There have been various cases of sexual abuse in the Diocese of Antigonish on the part of Roman Catholic clergy.

==1950s cases==
On 7 August 2009, Bishop Raymond Lahey announced that the Diocese of Antigonish had reached a $15 million settlement in a class action lawsuit filed by 125 victims of sexual abuse by Hugh Vincent MacDonald and other diocese priests dating from 1950 to 2009. The investigation began after David Martin committed suicide in April 2002, accusing in his suicide note MacDonald of sexually abusing him in the 1970s. Hugh MacDonald was charged with more than two dozen charges of sexual assaults against children and other members of his former parishes before he died in 2004. The settlement against the diocese was approved by the Supreme Court of Nova Scotia on 10 September 2009. In 2012 the diocese satisfied its legal obligations to pay out $15 million to the victims of sexual abuse, having to sell a large number of its properties, liquidating the bank accounts of many of its churches, and borrowing $6.5 million from private lenders to make the payout.

==Allegations against Bishop Raymond Lahey==
In September 2009, Bishop Raymond Lahey's laptop was seized upon his return to Canada, after having visited parts of Europe. Canada Border Services Agency officers had performed a random search of his computer, uncovering images that raised concerns. Following an investigation Lahey was charged with the importation and possession of child pornography, and he subsequently tendered his resignation as Bishop for the Diocese. Lahey is alleged to have responded to the allegations by stating that he had never abused a child, and that he would "never have any sexual interest in a person under 18".

Subsequent to his arrest, allegations emerged that Lahey had previously been brought to the attention of former St. John's archbishop Alphonsus Liguori Penney in regard to child pornography allegations in the 1980s.

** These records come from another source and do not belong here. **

Issue #359, opened 2018-12-04
Utility Menu Read Only Item


foxannefoxanne:
# Feature Request

## Description
We have a use case where we show a correlation id in the Utility Member. This ID is used to help correlate IDs to requests for better investigation. This would typically be something that a user would highlight and copy paste. However, there does not seem to be an option to have a read-only utility item, so any attempt to highlight/copy-paste this item will count as a button click and closes the menu. A read only option would greatly assist this workflow. 

## Additional Context / Screenshots
<img width="240" alt="screen shot 2018-12-04 at 1 50 32 pm" src="https://user-images.githubusercontent.com/7482294/49468885-af85bf80-f7cb-11e8-8f9b-a2b337fd1dea.png">

## @ Mentions
Consulted with @bjankord and he recommended logging a Read Only option terra bug. He also recommended opening a modal to allow users to copy, which I will follow-up on to see if it is a viable option on our side.

bjankord:
Looks like here is where we would want to start adding changes: https://github.com/cerner/terra-framework/blob/master/packages/terra-application-utility/src/utility/_UtilityMenuItem.jsx

yuderekyu:
### Potential Non Modal Solution

- Add a new prop, `isReadOnly`, to the [itemShape](https://github.com/cerner/terra-framework/blob/master/packages/terra-application-utility/src/Utils.js#L24). 
- Add corresponding prop `isReadOnly` to [`_UtilityMenuItem.jsx`](https://github.com/cerner/terra-framework/blob/master/packages/terra-application-utility/src/utility/_UtilityMenuItem.jsx).
- Inside `_UtilityMenu.jsx`'s menu item generation, conditionally check `isReadOnly` to not attach the `onChange` function to that menu item. Do this [here](https://github.com/cerner/terra-framework/blob/master/packages/terra-application-utility/src/utility/_UtilityMenu.jsx#L132).  
- Add an `onChange` existence check [here](https://github.com/cerner/terra-framework/blob/master/packages/terra-application-utility/src/utility/_UtilityMenuItem.jsx#L104-L106). 
- Use `readOnly` prop to create read-only styles for the menu item.

We'll have to handle edge cases. One example - if someone defines a menu item containing both `isReadOnly` and `isSelectable` -  I'd vote `isReadOnly` takes precedence.

Issue #272, opened 2018-09-17
Terra Utility Menu needs to have the option to switch it's role.


JakeLaCombe:
# Bug Report

## Description
The Terra Utility Menu is not always designed to be a navigation component. In our dev site for example, it's used as a menu. To ensure screen readers do not always read this as a navigation menu, we need to allow for the developer to change the value of role. We can default it to "navigation" for passivity purposes.

https://github.com/cerner/terra-framework/blob/01daffb58489853b7663bd406ba0dbd53df96e46/packages/terra-application-utility/src/utility/_UtilityMenu.jsx#L364

yuderekyu:
### Tech Design
Add new prop `menuRole` to ApplicationMenuUtility and ApplicationHeaderUtility components. This allows a developer to change the value of role.

| Prop     | Type | Default | Description  |
|----------|------|---------|--------------|
| `menuRole` | string | 'navigation' | Set the menu's role for accessibility. |

bjankord:
I think for this, we'll want to move the role attribute onto the `UL` element.
<img width="956" alt="screen shot 2019-02-11 at 2 35 32 pm" src="https://user-images.githubusercontent.com/633148/52592144-404fcb80-2e0b-11e9-8f85-c738196233f8.png">

The latest version of axe warns that the UL element inside of terra-utility, "must only directly contain `<li>`, `<script>` or `<template>` elements". 

I believe this issue is from the `role="button"` attributes on the `li` element. If we update the `ul` role to navigation or menu, it resolve the axe warning and seems to be more inline with the intention of the `<li role="button" />` markup.

supreethmr:
I would like to know can we have role at both utilitymenu and ul tag so that it will help user in terms accessibility as screen readers will read the role even when we click on outer div of ul tag which is content container in case of utility menu. Since keeping the role only at ul tag will make screen readers to read role only when we click on menu items and not on click of menu itself. Please share your thoughts on this. @JakeLaCombe

JakeLaCombe:
That's an interesting axe issue. I'm looking at this issue, and it looks like role is actually attached to the container of the navigation, which is the outer div. https://developer.mozilla.org/en-US/docs/Web/Accessibility/ARIA/Roles/Navigation_Role

It almost feels like we should attach role="navigation" to the div, and role="menu" to the ul. Maybe that approach will resolve the issue?

bjankord:
[...]

PR #373, opened 2018-12-10
Add Read-Only Property to UtilityMenuItems

amichaelparker:
### Summary
Adds a read-only property to the menu item shape, allowing menu items to be clicked on and copy/pasted without closing the menu on click.

Closes [#359](https://github.com/cerner/terra-framework/issues/359)


packages/terra-application-utility/src/utility/_UtilityMenuItem.jsx
```diff
@@ -127,6 +132,7 @@ class UtilityMenuItem extends React.Component {
     const bodyItemClassNames = cx([
       { 'header-utility-body-item': variant === Utils.VARIANTS.HEADER },
       { 'menu-utility-body-item': variant === Utils.VARIANTS.MENU },
+      { 'read-only': isReadOnly },
```
emilyrohrbough: If this is readOnly, would we need to change the role type of the list item and remove the click / keydown handlers?

amichaelparker: Thinking something like this to address this:
```
const roles = isReadOnly ? 'note' : 'button';
/* eslint-disable jsx-a11y/no-static-element-interactions, jsx-a11y/no-noninteractive-element-to-interactive-role */
const renderBodyItem = (fill, wrapOnKeyDown, handleSelection) => (
  <li
    {...customProps}
    tabIndex={!isReadOnly ? '0' : undefined}
    key={itemKey}
    onClick={!isReadOnly ? event => handleSelection(event, itemKey) : undefined}
    onKeyDown={!isReadOnly ? wrapOnKeyDown(itemKey, onKeyDown) : undefined}
    role={roles}
    className={bodyItemClassNames}
    aria-label={title}
    ref={this.setItemNode}
  >
    <Arrange
      fitStart={leftInset ? <IconCheckmark className={checkmarkClassNames} /> : null}
      fill={fill}
      fillAttributes={{ className: cx('menu-item-fill') }}
      fitEnd={rightInset ? <IconChevronRight className={chevronClassNames} /> : null}
      align="center"
      className={arrangeClassNames}
    />
  </li>);
```
Lint pops up an error about the tabindex on a non-interactive element, but if I do what is in the code above, that creates an accessibility issue (screen readers won't be able to tab to it to read it). Otherwise, I can just disable the rule for that line.

packages/terra-application-utility/src/utility/_UtilityMenuItem.module.scss
```diff
@@ -145,4 +145,17 @@
   .menu-item-fill {
     width: 100%;
   }
+
+  .read-only {
+    cursor: text;
+
+    &:hover {
+      background-color: var(--terra-application-header-utility-menu-body-item-hover-background-color);
```
yuderekyu: we should sync with UX, but I think a read only item will never have hover and focus states. We'd probably set `background-color: transparent` and `box-shadow: none`, instead of opening them up for themes

amichaelparker: I thought so too, but wasn't sure if I should leave the option there just in case. Will take it out!

neilpfeiffer: I need to review PR further, but generally anything that is "read-only" or non-interactive elements on the page never should have have any visual state changes (pointer/color,background-color/shadow etc.) for hover, focus, active, etc. (for all themes)

packages/terra-application-utility/src/utility/_UtilityMenuItem.jsx
```diff
@@ -149,15 +155,17 @@ class UtilityMenuItem extends React.Component {
...
       <li
         {...customProps}
         tabIndex="0"
         key={itemKey}
-        onClick={event => handleSelection(event, itemKey)}
-        onKeyDown={wrapOnKeyDown(itemKey, onKeyDown)}
-        role="button"
+        onClick={!isReadOnly ? event => handleSelection(event, itemKey) : undefined}
+        onKeyDown={!isReadOnly ? wrapOnKeyDown(itemKey, onKeyDown) : undefined}
+        role={roles}
```
yuderekyu: Nitpick - since we're doing inline conditionals, it would be fine do the same for role
```jsx
role={isReadOnly ? 'note' : 'button'}
```

I don't have much accessibility knowledge, but we may rework how these roles are set. Looks like we we may open a first class prop to configure this: https://github.com/cerner/terra-framework/issues/272. That is out of scope though, just something to ponder

packages/terra-application-utility/src/utility/_UtilityMenuItem.jsx
bjankord: What you have looks good to me. role="note" seems fine to me as well, hadn't heard of it before so I had to look it up.

packages/terra-application-utility/src/utility/_UtilityMenuItem.jsx
bjankord: Inlining this conditional should be fine. Let's tackle opening the role prop as a first-class prop in a separate PR.

packages/terra-application-utility/src/utility/_UtilityMenuItem.module.scss
bjankord: All the focus styles have been removed, the only remaining question I have is should we still allow people to focus to it via keyboard tab? I'm thinking we drop that functionality from read-only items in the menu as it should be non-interactive, e.g. no clicking on it to trigger something.

amichaelparker: I was originally thinking altering the tabindex would also hide the information from a screen reader, but I realized you can't tab to it anyway, so I threw the conditional back in there.

yuderekyu:
Let's document `isReadOnly` in the readme. https://github.com/cerner/terra-framework/blob/master/packages/terra-application-utility/docs/README.md

amichaelparker:
Added a (probably rough draft) explanation of the isReadOnly prop.

emilyrohrbough:
Looks good. Kinda random, but I am noticing the themed screenshots have grown in height? Any clue why?

amichaelparker:
> Looks good. Kinda random, but I am noticing the themed screenshots have grown in height? Any clue why?

This was some odd behavior I came across while working on this - I've only tested this with the examples, but essentially if you add items to the scroll list, and the number of items makes the scroll list longer than the containing menu height, it actually increases the height of the menu as well.

In the comparison screenshots, the read-only menu item has been added to the new pics, so it has pushed the total height of the menu down as well. If anyone has any thoughts on addressing that, I can slip in a fix here, or it can be another PR.

mmalaker:
Functional verification completed. The utility menu example displays and functions as expected with the read-only item included.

On 21 November 2009 Pope Benedict XVI named Brian Joseph Dunn as the Bishop of the Diocese of Antigonish. Archbishop of Halifax Anthony Mancini had served as Apostolic Administrator from September 2009 until Bishop Dunn's installation on 25 January 2010.

Lahey pleaded guilty to the charges on 4 May 2011. He requested imprisonment, surrendering his right to bail. On 4 January 2012, he was sentenced to 15 months of prison time and 24 months of probation. However, because he had spent 8 months in pre-trial custody, he was given time served and was discharged on the same day. This occurred as a result of a law that was repealed by the federal government in 2010; it had allowed judges to give 2-for-1 credit for time served. This was only possible in Lahey's case because he was charged in 2009, before the law was repealed.

On 16 May 2012, it was announced that Raymond Lahey had been defrocked by a decree by Pope Benedict XVI.

==In Canadian literature==
- Canadian writer Linden MacIntyre, fictionalized the ongoing events of the scandal in his award-winning novel The Bishop's Man, which was published in 2009. The novel's guilt-ridden protagonist is a Roman Catholic priest and former fixer for the Diocese of Antigonish named Fr. Duncan MacAskill. After years of quietly burying potential scandals involving the Diocese's priests, Fr. MacAskill has been assigned by his Bishop to a remote parish on Cape Breton Island, Nova Scotia and ordered to maintain a low profile.